Or... it's something that you always have on you which is incredibly hard to fake.

whyagaindavid•39m ago
I would not go that far to say all govts are like that. The main problem is majority of citizens cannot easily remember such things. Even simple PIN that is included in EU ID cards - most people don't remember or use. people want frictionless use.
deltoidmaximus•58m ago
Based on how things are, I feel like the US solution is just going to end up with me requiring a retinal scan to buy pants from Target online and then that scan will end up on the dark web along with my voice print and a scan of a my driver's license.
sofixa•29m ago
> We should think of how to verify people's identities online

France already has that, in multiple ways.

There is the France Connect SSO, which is kind of a federated SSO. You need at least one account which is physically proven (it could be with the Post Office which send you a letter with a code to confirm your address and idenntity / ask you to physically come to a post office for an ID inspection; the tax authority where there are also multiple physical verification hoops, the social security system, same), and can use that via the SSO to authenticate to all government services.

Separately, there is an app proposed that scans your physical ID's NFC chip with your biomettrics, compares that to a selfie you take, and uses that identity to authenticate you to stuff.

tomjen3•23m ago
I can make a new password, hard to get a new eyeball.
hk__2•1h ago
> the data stolen in the breach could include full names, dates and places of birth, mailing and email addresses, and phone numbers on an undisclosed number of citizens

Nothing really new here sadly, this information about me have leaked half a dozen of times in the past 2-3 years or so. These things will never change if the only penalty the company/agency gets is "send a message to your users saying you are sorry and that it won’t happen again".

throwup238•1h ago
Wait, you don’t even get a month of free credit monitoring?
gus_massa•51m ago
I'm not sure about France, but here in Argentina all this info is assumed to be public. If you want a credit at a bank or shop, they ask for a physical copy of the national ID [1], probably a photocopy too, an electricity or water bill and perhaps other paperwork that is hard to get (verified phone number???).

[1] Do you want my number? It's inside this list:

  for i in range(1E9):
    print (i)
Traubenfuchs•41m ago
If you are that unconcerned, why do you not provide us with your information right here and now?
vladvasiliu•16m ago
It's supposed to be identifying information here. Usually, you can just send copies of those documents, which means that if you're looking to impersonate someone, you can easily produce fakes. And since everyone and their grandmother asks for these, people don't bat an eye and send them.

The coup de grace of security in France is signatures, though. Now, since you can't produce a physical signature over the internet, they'll ask for your phone number and send you a text with a code. Once you've entered it on their web form, you've proved undoubtedly you are who you say you are.

dspillett•9m ago
> in Argentina all this info is assumed to be public

Same here.

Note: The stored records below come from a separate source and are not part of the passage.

Issue #1927, opened 2018-09-17
Empty `commit_sig`


pm47:
### Background

This looks a lot like #1127. I don't know what is the version of `lnd` but considering the node first appeared a month ago I suppose it should have the fix, so maybe this is something different?

### Your environment

* version of `lnd`: unknown, node is `fairly.cheap` `03cb7983dc247f9f81a0fa2dfa3ce1c255365f7279c8dd143e086ca333df10e278`

### Steps to reproduce

```
 eclair               lnd
   |                   |
   |        ...        | 
   |                   |  <--- 4 cross-signed htlcs eclair->lnd
   |                   |
   |<----- ful-1 ------|
   |<------ sig -------|
   |<----- ful-2 ------|
   |<----- ful-3 ------|
   |<----- ful-4 ------|
   |------- rev ------>| <--- eclair acks ful-1
   |------- sig ------>| <--- eclair signs ful-1
   |<------ sig -------| <--- lnd signs ful-2 + full-3 + ful-4
   |------- rev ------>| <--- eclair acks ful-2 + full-3 + ful-4
   |------- sig ------>| <--- eclair signs ful-2 + full-3 + ful-4
   |<------ sig -------| <--- this signature doesn't include anything new
   |------- err ------>| <--- cannot sign without changes!
   |                   |
```

Roasbeef:
Not much we can go off here if we don't know which version the node was running on, as we've fixed issues similar to this in the past. Although, on the implementers call today, I think Rusty was saying that they found a version of lnd would still send them under stress tests? However, again there, we're not sure what version they were testing agaisnt.

Roasbeef:
It _does_ look like we should've just sent a revoke there at the end though...there're generally some corner cases in the state machine w.r.t concurrent updates which we may not implement identically right now.

PR #2927, opened 2019-04-10
htlcswitch: fix empty commit sig and no commit sig

joostjager:
Builds on top of #3564.

This PR fixes two known bugs in the commitment tx update sequence:
* Sending an commit sig message that didn't sign any new updates ("empty commit sig")
* Not sending a commit sig message when it is expected.

In addition to that, several simplifications are carried through where values were tracked in the link that can also be obtained from the channel.

### DIFF
--- a/htlcswitch/link.go
+++ b/htlcswitch/link.go
@@ -742,19 +742,15 @@ func (l *channelLink) resolveFwdPkgs() error {
 
 	l.log.Debugf("loaded %d fwd pks", len(fwdPkgs))
 
-	var needUpdate bool
 	for _, fwdPkg := range fwdPkgs {
-		hasUpdate, err := l.resolveFwdPkg(fwdPkg)
-		if err != nil {
+		if err := l.resolveFwdPkg(fwdPkg); err != nil {
 			return err
 		}
-
-		needUpdate = needUpdate || hasUpdate
 	}
 
 	// If any of our reprocessing steps require an update to the commitment
 	// txn, we initiate a state transition to capture all relevant changes.
-	if needUpdate {
+	if l.channel.PendingLocalUpdateCount() > 0 {
 		return l.updateCommitTx()
 	}
 
@@ -764,7 +760,7 @@ func (l *channelLink) resolveFwdPkgs() error {
 // resolveFwdPkg interprets the FwdState of the provided package, either
 // reprocesses any outstanding htlcs in the package, or performs garbage
 // collection on the package.
-func (l *channelLink) resolveFwdPkg(fwdPkg *channeldb.FwdPkg) (bool, error) {
+func (l *channelLink) resolveFwdPkg(fwdPkg *channeldb.FwdPkg) error {
 	// Remove any completed packages to clear up space.
 	if fwdPkg.State == channeldb.FwdStateCompleted {
 		l.log.Debugf("removing completed fwd pkg for height=%d",
@@ -774,7 +770,7 @@ func (l *channelLink) resolveFwdPkg(fwdPkg *channeldb.FwdPkg) (bool, error) {
 		if err != nil {
 			l.log.Errorf("unable to remove fwd pkg for height=%d: "+
 				"%v", fwdPkg.Height, err)
-			return false, err
+			return err
 		}
 	}
 
@@ -793,7 +789,7 @@ func (l *channelLink) resolveFwdPkg(fwdPkg *channeldb.FwdPkg) (bool, error) {
 		if err != nil {
 			l.log.Errorf("unable to process remote log updates: %v",
 				err)
-			return false, err
+			return err
 		}
 		l.processRemoteSettleFails(fwdPkg, settleFails)
 	}
@@ -802,7 +798,6 @@ func (l *channelLink) resolveFwdPkg(fwdPkg *channeldb.FwdPkg) (bool, error) {
 	// downstream logic is able to filter out any duplicates, but we must
 	// shove the entire, original set of adds down the pipeline so that the
 	// batch of adds presented to the sphinx router does not ever change.
-	var needUpdate bool
 	if !fwdPkg.AckFilter.IsFull() {
 		adds, err := lnwallet.PayDescsFromRemoteLogUpdates(
 			fwdPkg.Source, fwdPkg.Height, fwdPkg.Adds,
@@ -810,20 +805,20 @@ func (l *channelLink) resolveFwdPkg(fwdPkg *channeldb.FwdPkg) (bool, error) {
 		if err != nil {
 			l.log.Errorf("unable to process remote log updates: %v",
 				err)
-			return false, err
+			return err
 		}
-		needUpdate = l.processRemoteAdds(fwdPkg, adds)
+		l.processRemoteAdds(fwdPkg, adds)
 
 		// If the link failed during processing the adds, we must
 		// return to ensure we won't attempted to update the state
 		// further.
 		if l.failed {
-			return false, fmt.Errorf("link failed while " +
+			return fmt.Errorf("link failed while " +
 				"processing remote adds")
 		}
 	}
 
-	return needUpdate, nil
+	return nil
 }
 
 // fwdPkgGarbager periodically reads all forwarding packages from disk and
@@ -1873,7 +1868,7 @@ func (l *channelLink) handleUpstreamMsg(msg lnwire.Message) {
 		}
 
 		l.processRemoteSettleFails(fwdPkg, settleFails)
-		needUpdate := l.processRemoteAdds(fwdPkg, adds)
+		l.processRemoteAdds(fwdPkg, adds)
 
 		// If the link failed during processing the adds, we must
 		// return to ensure we won't attempted to update the state
@@ -1882,7 +1877,11 @@ func (l *channelLink) handleUpstreamMsg(msg lnwire.Message) {
 			return
 		}
 
-		if needUpdate {
+		// If there are pending local updates, try to update the commit
+		// tx. Pending updates could already have been present because
+		// of a previously failed update to the commit tx or freshly
+		// added by processRemoteAdds.
+		if l.channel.PendingLocalUpdateCount() > 0 {
 			if err := l.updateCommitTx(); err != nil {
 				l.fail(LinkFailureError{code: ErrInternalError},
 					"unable to update commitment: %v", err)
@@ -2532,7 +2531,7 @@ func (l *channelLink) processRemoteSettleFails(fwdPkg *channeldb.FwdPkg,
 // whether we are reprocessing as a result of a failure or restart. Adds that
 // have already been acknowledged in the forwarding package will be ignored.
 func (l *channelLink) processRemoteAdds(fwdPkg *channeldb.FwdPkg,
-	lockedInHtlcs []*lnwallet.PaymentDescriptor) bool {
+	lockedInHtlcs []*lnwallet.PaymentDescriptor) {
 
 	l.log.Tracef("processing %d remote adds for height %d",
 		len(lockedInHtlcs), fwdPkg.Height)
@@ -2571,13 +2570,10 @@ func (l *channelLink) processRemoteAdds(fwdPkg *channeldb.FwdPkg,
 	if sphinxErr != nil {
 		l.fail(LinkFailureError{code: ErrInternalError},
 			"unable to decode hop iterators: %v", sphinxErr)
-		return false
+		return
 	}
 
-	var (
-		needUpdate    bool
-		switchPackets []*htlcPacket
-	)
+	var switchPackets []*htlcPacket
 
 	for i, pd := range lockedInHtlcs {
 		idx := uint16(i)
@@ -2614,7 +2610,6 @@ func (l *channelLink) processRemoteAdds(fwdPkg *channeldb.FwdPkg,
 			// sender.
 			l.sendMalformedHTLCError(pd.HtlcIndex, failureCode,
 				onionBlob[:], pd.SourceRef)
-			needUpdate = true
 
 			l.log.Errorf("unable to decode onion hop "+
 				"iterator: %v", failureCode)
@@ -2633,7 +2628,6 @@ func (l *channelLink) processRemoteAdds(fwdPkg *channeldb.FwdPkg,
 			l.sendMalformedHTLCError(
 				pd.HtlcIndex, failureCode, onionBlob[:], pd.SourceRef,
 			)
-			needUpdate = true
 
 			l.log.Errorf("unable to decode onion "+
 				"obfuscator: %v", failureCode)
@@ -2664,7 +2658,6 @@ func (l *channelLink) processRemoteAdds(fwdPkg *channeldb.FwdPkg,
 				lnwire.NewInvalidOnionPayload(failedType, 0),
 				obfuscator, pd.SourceRef,
 			)
-			needUpdate = true
 
 			l.log.Errorf("unable to decode forwarding "+
 				"instructions: %v", err)
@@ -2675,7 +2668,7 @@ func (l *channelLink) processRemoteAdds(fwdPkg *channeldb.FwdPkg,
 
 		switch fwdInfo.NextHop {
 		case hop.Exit:
-			updated, err := l.processExitHop(
+			err := l.processExitHop(
 				pd, obfuscator, fwdInfo, heightNow, pld,
 			)
 			if err != nil {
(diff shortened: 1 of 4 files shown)


halseth:
For reference: https://github.com/lightningnetwork/lnd/issues/1927

joostjager:
@halseth's repro of empty commitSig: #3012

htlcswitch/link.go
```diff
@@ -1079,35 +1059,11 @@ out:
 
 			break out
 
-		case <-l.logCommitTick:
```
cfromknecht: does this mean that in certain scenarios the commit dance will be faster?

htlcswitch/link.go
```diff
@@ -349,14 +340,6 @@ type channelLink struct {
 	// sub-systems with the latest set of active HTLC's on our channel.
 	htlcUpdates chan *contractcourt.ContractUpdate
 
-	// logCommitTimer is a timer which is sent upon if we go an interval
-	// without receiving/sending a commitment update. It's role is to
-	// ensure both chains converge to identical state in a timely manner.
-	//
-	// TODO(roasbeef): timer should be >> then RTT
-	logCommitTimer *time.Timer
```
cfromknecht: nice to see these go!

htlcswitch/link_isolated_test.go
```diff
@@ -0,0 +1,268 @@
...
+	"crypto/sha256"
+	"testing"
+	"time"
+
+	"github.com/lightningnetwork/lnd/lntypes"
+	"github.com/lightningnetwork/lnd/lnwallet"
+	"github.com/lightningnetwork/lnd/lnwire"
+)
+
+type linkTestContext struct {
```
cfromknecht: 😍

joostjager: Yes, every pr should have a small clean up component...

build/prefix_log.go
```diff
@@ -0,0 +1,104 @@
...
+// Debug formats message using the default formats for its operands and writes
+// to log with LevelDebug.
+func (p *PrefixLog) Debug(v ...interface{}) {
+	p.log.Debug(v...)
+}
+
+// Info formats message using the default formats for its operands and writes to
+// log with LevelInfo.
+func (p *PrefixLog) Info(v ...interface{}) {
+	p.log.Info(v...)
```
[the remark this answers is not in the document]
joostjager: no, forgotten. fixed.

lnwallet/channel.go
```diff
@@ -1416,6 +1422,7 @@ func NewLightningChannel(signer input.Signer,
 		Capacity:          state.Capacity,
 		LocalFundingKey:   state.LocalChanCfg.MultiSigKey.PubKey,
 		RemoteFundingKey:  state.RemoteChanCfg.MultiSigKey.PubKey,
+		log:               build.NewPrefixLog(logPrefix, walletLog),
```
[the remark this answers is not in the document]
joostjager: Hehe. Ok, I know that I sometimes comment on commit structure in PRs and suggest some of them to be merged. This is particular the case for structs that are introduced in a separate commit but it is hard to review the code without any further context. In this case the prefix logger is an object that doesn't need much context to review (although this is a sliding scale) and therefore I made it a separate commit.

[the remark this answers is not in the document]
joostjager: Added commits to also make the link logging consistent. Open question is what we think is the best prefix to use for link and channel? uint64, shortchan, chanpoint?

lnwallet/channel.go
```diff
@@ -4151,24 +4151,29 @@ func (lc *LightningChannel) ReceiveNewCommitment(commitSig lnwire.Sig,
...
+
+	localUpdatesPending := lc.localUpdateLog.logIndex !=
+		lastRemoteCommit.ourMessageIndex
 
-	localUpdatesSynced := (lastLocalCommit.ourMessageIndex ==
-		lastRemoteCommit.ourMessageIndex)
+	remoteUpdatesPending := lastLocalCommit.theirMessageIndex !=
+		lastRemoteCommit.theirMessageIndex
+
+	allSigned := !localUpdatesPending && !remoteUpdatesPending
```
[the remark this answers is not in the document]
joostjager: But it isn't duplicated. Here we check if we owe a signature, while in `ReceiveNewCommitment`, we check whether the remote party owed anything.

htlcswitch/link.go
joostjager: Yes indeed!

htlcswitch/link.go
joostjager: Yes!

htlcswitch/link_isolated_test.go
```diff
@@ -0,0 +1,253 @@
...
+	"crypto/sha256"
+	"testing"
+	"time"
+
+	"github.com/lightningnetwork/lnd/lntypes"
+	"github.com/lightningnetwork/lnd/lnwallet"
+	"github.com/lightningnetwork/lnd/lnwire"
+)
+
+// sendHtlcBobToAlice sends an HTLC from Bob to Alice, that pays to a preimage
```
halseth: why this move?

htlcswitch/link.go
```diff
@@ -502,11 +501,11 @@ func (l *channelLink) Start() error {
 // NOTE: Part of the ChannelLink interface.
 func (l *channelLink) Stop() {
 	if !atomic.CompareAndSwapInt32(&l.shutdown, 0, 1) {
-		log.Warnf("channel link(%v): already stopped", l)
+		l.log.Warn("already stopped")
```
halseth: Looks like the logging changes can perfectly fine go in its own PR separate from the far more critical commit sig changes.

htlcswitch/link_test.go
```diff
@@ -4696,11 +4696,12 @@ func TestChannelLinkNoEmptySig(t *testing.T) {
 	ctx.receiveRevAndAckAliceToBob()
 	ctx.sendRevAndAckBobToAlice()
 
-	// The situation now is that Alice still doesn't have her two htlcs on
-	// the local commit tx. Bob needs to send a new signature and Alice can
-	// only wait for that. However, Alice's log commit timer fires and Alice
-	// sends a commitment tx containing no updates. THIS SHOULD NOT HAPPEN!
-	ctx.receiveCommitSigAliceToBob(2)
+	// Allow some time for the log commit ticker to trigger for Alice.
+	time.Sleep(time.Second)
```
halseth: can also add this `time` as an argument to `assertNoMsgFromAlice`, then we can select on it instead of sleeping here.

htlcswitch/link_isolated_test.go
joostjager: It is a preparation from creating a link test context. I wanted to keep the move to a different file isolated, to make it easy to see the real changes in the next commit.

htlcswitch/link.go
joostjager: Separate prs created and linked.

htlcswitch/link_test.go

lnwallet/channel.go
```diff
@@ -4152,24 +4152,29 @@ func (lc *LightningChannel) ReceiveNewCommitment(commitSig lnwire.Sig,
...
+// yet.
+func (lc *LightningChannel) AllUpdatesSigned() bool {
 	lc.RLock()
 	defer lc.RUnlock()
 
-	lastLocalCommit := lc.localCommitChain.tip()
 	lastRemoteCommit := lc.remoteCommitChain.tip()
+	lastLocalCommit := lc.localCommitChain.tip()
+
+	localUpdatesPending := lc.localUpdateLog.logIndex !=
```
halseth: Sprinkle some comments in here.

lnwallet/channel.go
```diff
@@ -4152,24 +4152,29 @@ func (lc *LightningChannel) ReceiveNewCommitment(commitSig lnwire.Sig,
...
-// FullySynced returns a boolean value reflecting if both commitment chains
-// (remote+local) are fully in sync. Both commitment chains are fully in sync
-// if the tip of each chain includes the latest committed changes from both
-// sides.
-func (lc *LightningChannel) FullySynced() bool {
+// AllUpdatesSigned returns a boolean value reflecting whether we need to send
+// out a commitment signature because there are outstanding local updates and/or
+// updates in the local commit tx that aren't reflected in the remote commit tx
+// yet.
+func (lc *LightningChannel) AllUpdatesSigned() bool {
```
halseth: Name `OweCommitment`?

htlcswitch/link.go
```diff
@@ -1009,11 +1009,14 @@ out:
 			break out
 		}
 
-		// If the previous event resulted in a non-empty
-		// batch, reinstate the batch ticker so that it can be
-		// cleared.
+		// If the previous event resulted in a non-empty batch, resume
+		// the batch ticker so that it can be cleared. Otherwise pause
+		// the ticker to prevent waking up the htlcManager while the
+		// batch is empty.
```
halseth: Should we be using a timer instead?

htlcswitch/link_test.go
```diff
@@ -5890,6 +5890,104 @@ func TestChannelLinkHoldInvoiceRestart(t *testing.T) {
...
+
+	// Allow some time for the log commit ticker to trigger for Alice.
+	time.Sleep(time.Second)
+
+	// Now that Bob revoked, Alice should send the sig she owes.
+	//
+	// THIS SHOULD NOT HAPPEN.
+	ctx.assertNoMsgFromAlice()
+
+	aliceLink.Stop()
```
halseth: nit: defer stop

lnwallet/channel.go
```diff
@@ -3989,6 +3989,20 @@ func (lc *LightningChannel) ReceiveNewCommitment(commitSig lnwire.Sig,
 	localACKedIndex := lc.remoteCommitChain.tail().ourMessageIndex
 	localHtlcIndex := lc.remoteCommitChain.tail().ourHtlcIndex
 
+	// Check for empty commit sig.
```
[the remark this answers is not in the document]
joostjager: added

lnwallet/channel.go
joostjager: renamed

htlcswitch/link.go
joostjager: It could be a timer, but also the ticker is currently used pretty heavily in the unit tests that cover this code. So we'd need something similar to `time.After` that also allows manual triggering. I don't really want to extend the scope of this pr to include that.

htlcswitch/link.go
```diff
@@ -1853,11 +1814,14 @@ func (l *channelLink) handleUpstreamMsg(msg lnwire.Message) {
...
-		// added by processRemoteAdds.
-		if l.channel.PendingLocalUpdateCount() > 0 {
+		// The revocation window opened up. If there are pending local
+		// updates, try to update the commit tx. Pending updates could
+		// already have been present because of a previously failed
+		// update to the commit tx or freshly added in by
+		// processRemoteAdds. Also in case there are no local updates,
+		// but there are still remote updates that are not in the remote
+		// commit tx yet, send out an update.
+		if l.channel.OweCommitment() {
```
halseth: nit: should this change really be in a separate commit? Seems orthogonal to removing the ticker.

joostjager: It is in the same commit because the log commit ticker was 'fixing' the problem caused by just checking `l.channel.PendingLocalUpdateCount() > 0`.

halseth: Definitely not a blocker, was just curious.

htlcswitch/link.go
```diff
@@ -1014,11 +991,14 @@ out:
...
 
-		// If the previous event resulted in a non-empty
-		// batch, reinstate the batch ticker so that it can be
-		// cleared.
-		if l.batchCounter > 0 {
+		// If the previous event resulted in a non-empty batch, resume
+		// the batch ticker so that it can be cleared. Otherwise pause
+		// the ticker to prevent waking up the htlcManager while the
+		// batch is empty.
+		if l.channel.PendingLocalUpdateCount() > 0 {
```
cfromknecht: this is certainly correct, but does this need to be executed on every iteration? not a blocker

lnwallet/channel.go
```diff
@@ -4156,24 +4156,36 @@ func (lc *LightningChannel) ReceiveNewCommitment(commitSig lnwire.Sig,
...
-		lastRemoteCommit.ourMessageIndex)
+	// There are remote updates pending if their remote commitment tx (our
+	// local commitment tx) contains updates that we don't have added to our
+	// remote commitment tx yet.
+	remoteUpdatesPending := lastLocalCommit.theirMessageIndex !=
+		lastRemoteCommit.theirMessageIndex
+
+	// If any of the conditions above is true, we owe a commitment
+	// signature.
+	oweCommitment := localUpdatesPending || remoteUpdatesPending
```
cfromknecht: i see now, the local and remote PoV are reversed. is it possible to consolidate this with the empty commit sig check via a helper method, e.g. `oweCommitment(local bool) bool`?

joostjager:
PR is approved, but need to do interop testing with CL en Eclair

htlcswitch/link.go
joostjager: Maybe not, but it I put it there to be sure that the flow can never get stuck if we forget to set the timer somewhere. It may be a little defensive, but I think it is justified given the importance of this logic. I don't think there is significant performance impact of executing the check with every iteration.

lnwallet/channel.go
joostjager: consolidate in accordance with your suggestion

joostjager:
Same test for Eclair 0.3.2-5ad3944, no problems observed.

```
#!/bin/bash

while true
do
        LNCLI="$HOME/lightninglabs/lnd/lncli-debug --network=regtest"
        ECLAIRCLI="$HOME/Downloads/eclair-cli.sh -a localhost:8081 -p foobar"
        ID1=`od -vAn -N4 -tu4 < /dev/urandom`
        ID2=`od -vAn -N4 -tu4 < /dev/urandom`

        BOLT1=`$ECLAIRCLI createinvoice --amountMsat=10000 --description="test" | jq -r .serialized`
        BOLT2=`$LNCLI addinvoice 10 | jq -r .pay_req`

        $LNCLI --network=regtest payinvoice -f $BOLT1
        $ECLAIRCLI payinvoice --invoice=$BOLT2
done
```

joostjager:
Finally interop with `lnd 0.8`. Works too.

htlcswitch/link.go
cfromknecht: sounds good, agree with those comments

lnwallet/channel.go
cfromknecht: looks great, thank you!

joostjager:
Rebased

lnwallet/channel.go
```diff
@@ -4140,6 +4150,65 @@ func (lc *LightningChannel) ReceiveNewCommitment(commitSig lnwire.Sig,
 	return nil
 }
 
+// OweCommitment returns a boolean value reflecting whether we need to send
+// out a commitment signature because there are outstanding local updates and/or
+// updates in the local commit tx that aren't reflected in the remote commit tx
+// yet.
+func (lc *LightningChannel) OweCommitment(local bool) bool {
+	lc.RLock()
```
Roasbeef: Perhaps we should instead obtain the mutex once within `ReceiveNewCommitment`, then either make this a private method, or update the `godoc` to note that it expects the mutex to already be held?

htlcswitch/link.go
```diff
@@ -1109,19 +1112,10 @@ out:
 			}
 
 		case <-l.cfg.BatchTicker.Ticks():
-			// If the current batch is empty, then we have no work
```
Roasbeef: Nice, this should also lower idle CPU usage for routing nodes with tons of channels.

lnwallet/channel.go
joostjager: It is also called without a lock from `ChannelLink`. I now created a private no-lock version and a public method that wraps it in a lock.

I am wondering whether our channel manipulations are always safe though. Something like this for example:

```
if lc.OweCommitment(true) {
			commitSig, htlcSigs, _, err := lc.SignNextCommitment()
```

I think the channel isn't modified concurrently, but why it the lock there then? Is it a safety precaution? Or for reading channel state in another subsystem?

joostjager:
Test from #3012 added to this PR. It needed a bit of modification, but the idea of the scenario is the same.

For review, this is the delta with the previous revision of this pr:
https://github.com/joostjager/lnd/compare/hodl-drop-fix-better-ref..joostjager:hodl-drop-fix-better

lnwallet/channel.go
Roasbeef: The lock was mostly a safety precaution when the struct was first created just to ensure things were goroutine safe, so all other code added afterwards followed that trend. In the past there were also instances of grabbing live state machines from the peer, and using that to populate RPC information.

You can probably can find my address and phone numbers fairly easily from my name by a number of methods. That doesn't mean it isn't bad when an organisation spews out, or allows to be sucked out, huge numbers of people's data. With a leak like this it is practical to try scam everyone the list, searching for each person's details individually, and having to enumerate those people in the first place⁰, would mean no such attack would scale in a way to make it worthwhile bothering¹.

--------

[0] This seems strange when you first think it, but: the most important thing being on such a list says about you, is that you are a real existing person, whose identity could be exploited somehow. That fact is what makes any other information valuable.

[1] except for high-worth targets, which is why spear-phishing is a thing

jerf•2m ago
"Do you want my number? It's inside this list:"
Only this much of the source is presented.